Ah yes, you say. If they're called fundamental in the Charter, these freedoms truly must be a vital public good. But these are difficult financial times and we simply can't afford to subsidize such freedoms ourselves. Frankly, I don't think we can afford not to subsidize them!

So what if we set up a non-governmental, non-profit Canadian Journalism Consortium? It would be made up of any journalistic organizations -- print, broadcast or digital -- that wish to join and subscribe to the concept of free journalism.

How to fund it? Start with a substantial, one-time government grant. (Once the money is handed over, governments are barred by law from having anything to do with it. Anything.)

The Consortium sells advertising. Any profits are plowed back into resources and salaries. Foundations are invited to endow. As are public-spirited private companies sympathetic to the Consortium's aims. Canada's media already get huge tax breaks and subsidies from various levels of government. The governments simply grab back those tax breaks and subsidies and give them to the Consortium.

As for the CBC, wrap it into the Consortium, give it increased and guaranteed five-year funding and after that let it fight for funds with all the other members.

The problem with newspapers and magazines, of course, is that we simply don't know how long they'll continue to exist in their present dead-tree form.

Montreal's hugely-prestigious Le Devoir (founded to "support honest folk and denounce scoundrels") would be a splendid founding member. The newspaper is already precariously supported by donations from its employees, corporations and readers and would bring with it considerable experience in such public funding.

Whatever happens, it's vital that the traditions, the heritage of our printed media -- whatever's left of their "publish and be damned" spirit -- be retained in the Consortium. Whether or not they merge into the Internet.

Our American cousins have many of the same problems.
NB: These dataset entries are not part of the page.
PR #2517, opened 2023-06-06
Improve documentation of a few functions which had &warn.undocumented.func;

tstarling:


reference/curl/functions/curl-multi-setopt.xml
```diff
@@ -15,11 +15,9 @@
    <methodparam><type>mixed</type><parameter>value</parameter></methodparam>
   </methodsynopsis>
   <para>
-
+   Sets an option on the given cURL multi handle.
```
Girgias, line 18: Don't we have an XML entity for the ``multi_handle`` parameter? Moreover, that parameter is still lacking a description.

reference/mbstring/functions/mb-scrub.xml
```diff
@@ -28,15 +28,19 @@
...
      </para>
     </listitem>
    </varlistentry>
    <varlistentry>
     <term><parameter>encoding</parameter></term>
     <listitem>
      <para>
-      
+      The encoding used to interpret <parameter>string</parameter>.
+      If it is &null; or not specified, the
```
Girgias, line 40: Not sure if we need to say "not specified" as this is how a default value for a parameter works, but I don't mind either way.
```suggestion
      If it is &null;, the
```

Girgias (commented):
Minor issue with the cURL page but LGTM otherwise.

reference/curl/functions/curl-multi-setopt.xml
tstarling: Yes, there is `&curl.mh.description;` which I will put in the parameters section. I'm not sure if you're also asking for a change to the description section. The description I added here is consistent with the one on curl_setopt.

Girgias: No I was just asking to document the ``multi_handle`` parameter :)

reference/mbstring/functions/mb-scrub.xml
tstarling: Here's how the encoding parameter is described in other mbstring functions:

* Omitted or null: mb_chr, mb_convert_case, mb_convert_kana, mb_decode_numericentity, mb_detect_order, mb_encode_numericentity, mb_ord, mb_regex_encoding, mb_str_split, mb_strcut, mb_strimwidth, mb_strlen, mb_strpos, mb_strrpos, mb_strtolower, mb_strtoupper, mb_strwidth, mb_substr_count, mb_substr
* Omitted: mb_convert_variables, mb_http_output, mb_stripos, mb_stristr, mb_strrchr, mb_strrichr, mb_strripos, mb_strstr
* Null or not specified: mb_convert_encoding

You can guess which one I copied from. mb_scrub() shares its implementation with mb_convert_encoding().

I think I will change them both to "omitted or null", I think that is clearer than just "null" or just "omitted". Yes that's how defaults work, but it's a convention, the defaults don't really exist in the C code and it's easy to mess up this detail.

Girgias (approved):

reference/mbstring/functions/mb-scrub.xml
Girgias: Makes sense

PR #2518, opened 2023-06-06
Fix wording

ajgarlag:
Sorry. I made a mistake in my previously merged PR #2508

### DIFF
--- a/language/wrappers/php.xml
+++ b/language/wrappers/php.xml
@@ -44,8 +44,7 @@
     <filename>php://input</filename> is a read-only stream that allows you to
     read raw data from the request body.
     <filename>php://input</filename> is not available in POST requests with
-    <literal>enctype="multipart/form-data"</literal>.
-    <literal>enctype="multipart/form-data"</literal> is available if
+    <literal>enctype="multipart/form-data"</literal> if
     <link linkend="ini.enable-post-data-reading">enable_post_data_reading</link>
     option is enabled.
    </simpara>


ajgarlag:
I see that @mumumu tried to fix it in 381714c59c090a9ccd58cf6cc393fbcc25685b37 but the text still needs some change.

The original text was:
> `php://input` is a read-only stream that allows you to read raw data from the request body. `php://input` is not available with `enctype="multipart/form-data"`. 

After #2508  was merged, the text was:
> `php://input` is a read-only stream that allows you to read raw data from the request body. `php://input` is not available in POST requests with `enctype="multipart/form-data"`. `enctype="multipart/form-data"` if [enable_post_data_reading](https://www.php.net/manual/en/ini.core.php#ini.enable-post-data-reading) option is enabled.

Then, @mumumu changed it in 381714c59c090a9ccd58cf6cc393fbcc25685b37 to:
> `php://input` is a read-only stream that allows you to read raw data from the request body. `php://input` is not available in POST requests with `enctype="multipart/form-data"`. `enctype="multipart/form-data"` is available if [enable_post_data_reading](https://www.php.net/manual/en/ini.core.php#ini.enable-post-data-reading) option is enabled.

Now, this PR tries to change it to my desired original description:
> `php://input` is a read-only stream that allows you to read raw data from the request body. `php://input` is not available in POST requests with `enctype="multipart/form-data"` if [enable_post_data_reading](https://www.php.net/manual/en/ini.core.php#ini.enable-post-data-reading) option is enabled.

As I wrote in my first PR, I have to read the raw request body to develop my reverse proxy properly. I thought it was impossible after reading the original description, so I proposed to link `enable_post_data_reading` option.

Girgias:
Thank you!

PR #2519, opened 2023-06-06
Add note to headers_sent() about empty filename

KapitanOczywisty:
https://github.com/php/doc-en/issues/2523

### DIFF
--- a/reference/network/functions/headers-sent.xml
+++ b/reference/network/functions/headers-sent.xml
@@ -38,6 +38,12 @@
        and line number where output started in the <parameter>filename</parameter>
        and <parameter>line</parameter> variables.
       </para>
+      <note>
+        <para>
+          If the output has started before executing the PHP source file (for example due to a startup error),
+          <parameter>filename</parameter> parameter will be set to an empty string.
+        </para>
+      </note>
      </listitem>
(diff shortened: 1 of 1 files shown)


reference/network/functions/headers-sent.xml
```diff
@@ -38,6 +38,12 @@
        and line number where output started in the <parameter>filename</parameter>
        and <parameter>line</parameter> variables.
       </para>
+      <note>
+        <para>
+          If the output has started before executing the PHP source file (for example due to a startup error),
+          <parameter>filename</parameter> parameter will be set to an empty string.
+        </para>
+      </note>
```
Girgias, line 46:
```suggestion
      <note>
       <para>
         If the output has started before executing the PHP source file (for example due to a startup error),
         the <parameter>filename</parameter> parameter will be set to an empty string.
       </para>
      </note>
```

Girgias (approved):

reference/network/functions/headers-sent.xml
Girgias: Great GitHub doesn't want me to commit from here directly.

Girgias:
Thank you!

PR #2524, opened 2023-06-08
Add "iterable" to the list of built-in types within the Introduction

adrianguenter:
Hello,

I noticed `iterable` wasn't listed with the other built-ins at the top of this page, so I've added it.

In their 2010 book The Death and Life of American Journalism, Robert W. McChesney and John Nichols argue that compromises and corruption are destroying American journalism's "old order." That we have to "grab what is good and necessary from the crumbling edifice ... and raise it up on a new platform."

"The era of commercial news media is ending and a new system of independent journalism must be created and subsidized by the public if democracy is to survive and prosper."

Our own Canadian media critic, Naomi Klein, says of McChesney and Nichols:

"No two people are more dedicated to the transformative, democratizing power of journalism not as it is, but as it should be."

Next Step -- One definition of a conservative is someone who takes the best from the past and adapts it to the future. Oddly but delightfully, under that definition, public funding of Canadian journalism is eminently and logically conservative. So the present government should support it. With gusto.

When it does, it will forever wipe away that otherwise indelible stain on its honour left by the CAJ's Code of Silence award.